Would love to know the history behind this find:

1882 Winchester rifle found in Great Basin National Park

1882 Winchester rifle found in Great Basin National Park | KSL.com


----------



## SouthernBoy (Jun 27, 2007)

WOW. Nice find. If it could only talk.


----------



## Goldwing (Nov 5, 2014)

It is talking, but very quietly. The gun is saying that its owner was relaxed enough to set the gun down when it was more likely time to get ready to use it. Whether the danger was man or beast who knows? Might have even been the weather. I just cannot believe that a man in the wilderness would set down his most valuable possession aside from maybe his horse and forget where he left it. I think there are bones out there associated with the gun.
GW


----------



## Cait43 (Apr 4, 2013)

The answer to why it was there is simple.......
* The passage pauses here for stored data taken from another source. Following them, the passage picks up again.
PR #11077, opened 2022-07-01
[preview] run the telemetry job right after gitpod is ready

Pothulapati:
## Description

This PR updates the `entry-point.sh` to run a parallel step
that waits for the gitpod pods to be ready, and manually executes
the cronjob once its necessary.

This is necessary as our telemetry `cronjobs` are only ran
daily in the midnight, and we can't expect this schedule to work
for local previews as they are short lived.

example data that we get:

```
client.Track(&analytics.Track{
  UserId: "334c379a-afee-4882-ba44-fbd7dfc0a8b0",
  Event: "Installation telemetry",
  Properties: map[string]interface{}{
    "customerID": "",
    "platform": "local-preview",
    "totalInstances": 0,
    "totalUsers": 0,
    "totalWorkspaces": 0,
    "version": "tar-preview-tel-init.4",
  },
})
```

## Related Issue(s)

Fixes https://github.com/gitpod-io/gitpod/issues/11113

## How to test

Check if there is a new job called `gitpod-telemetry-init` is created once
gitpod pods are ready.

## Release Notes

```release-note
[preview] run the telemetry job right after a Gitpod install is ready
```

## Werft options:

- [x] /werft with-preview

### DIFF
--- a/install/preview/entrypoint.sh
+++ b/install/preview/entrypoint.sh
@@ -136,6 +136,18 @@ yq eval-all -i 'del(.spec.template.spec.initContainers[0])' /var/lib/rancher/k3s
 for f in /var/lib/rancher/k3s/server/manifests/gitpod/*.yaml; do (cat "$f"; echo) >> /var/lib/rancher/k3s/server/manifests/gitpod.yaml; done
 rm -rf /var/lib/rancher/k3s/server/manifests/gitpod
 
+# waits for gitpod pods to be ready, and manually runs the `gitpod-telemetry` cronjob
+run_telemetry(){
+  # wait for the k3s cluster to be ready and Gitpod workloads are added
+  sleep 100
+  # indefinitely wait for Gitpod pods to be ready
+  kubectl wait --timeout=-1s --for=condition=ready pod -l app=gitpod,component!=migrations
+  # manually tun the cronjob
+  kubectl create job gitpod-telemetry-init --from=cronjob/gitpod-telemetry
+}
+
+run_telemetry 2>&1 &
+
 /bin/k3s server --disable traefik \
   --node-label gitpod.io/workload_meta=true \
   --node-label gitpod.io/workload_ide=true \


roboquat:

<details>

</details>

install/preview/entrypoint.sh
```diff
@@ -136,6 +136,18 @@ yq eval-all -i 'del(.spec.template.spec.initContainers[0])' /var/lib/rancher/k3s
 for f in /var/lib/rancher/k3s/server/manifests/gitpod/*.yaml; do (cat "$f"; echo) >> /var/lib/rancher/k3s/server/manifests/gitpod.yaml; done
 rm -rf /var/lib/rancher/k3s/server/manifests/gitpod
 
+# waits for gitpod pods to be ready, and manually runs the `gitpod-telemetry` cronjob
+run_telemetry(){
+  # wait for the k3s cluster to be ready and Gitpod workloads are added
+  sleep 100
```
corneliusludmann, line 142: Magic sleep time feels always like a hack. What if it takes longer than 100 for some reason? However, maybe good enough for this use case.

install/preview/entrypoint.sh
```diff
@@ -136,6 +136,18 @@ yq eval-all -i 'del(.spec.template.spec.initContainers[0])' /var/lib/rancher/k3s
...
+  # indefinitely wait for Gitpod pods to be ready
+  kubectl wait --timeout=7m --for=condition=ready pod -l app=gitpod,component!=migrations
```
corneliusludmann, line 144: Are 7 minutes long enough? What if it takes longer to pull the images due to bad internet connectivity?

corneliusludmann (approved):
Added 2 minor comments.

/hold in case you want to change something. Otherwise, feel free to remove the hold.

install/preview/entrypoint.sh
Pothulapati: Yep, It is a hack but Just for atleast one Gitpod pod to be just added seems like a valid wait time. Other hacks involve looping on `kubectl wait` command https://github.com/kubernetes/kubernetes/issues/83242#issuecomment-1029256777 🤔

Old Pete leaned it against the tree because he had to take a dump....... Bear came along and attacked him and ate him............:smt1099


----------



## Goldwing (Nov 5, 2014)

Cait43 said:


> The answer to why it was there is simple.......
> 
> Old Pete leaned it against the tree because he had to take a dump....... Bear came along and attacked him and ate him............:smt1099


I thereby amend my last sentence to "I think there is dried up bear poop out there associated with that gun."
GW


----------



## berettatoter (Sep 1, 2011)

Wow. Surprised it didn't get knocked over in a storm or something. Interesting.


----------



## Sierra_Hunter (Feb 17, 2015)

When I was a young lad, one of our neighbors found (in alaska) two skeletons. One human. One bear. Nearby was a 30/40 craig rifle. And a colt pistol.


----------



## BackyardCowboy (Aug 27, 2014)

Sierra_Hunter said:


> When I was a young lad, one of our neighbors found (in alaska) two skeletons. One human. One bear. Nearby was a 30/40 craig rifle. And a colt pistol.


Yep, bear was just out there minding his own business, hunting with his 30/40 when this human leapt out of the woods and attacked him. Of course, the bear tried to defend hisself with the rifle, but was too far gone.


----------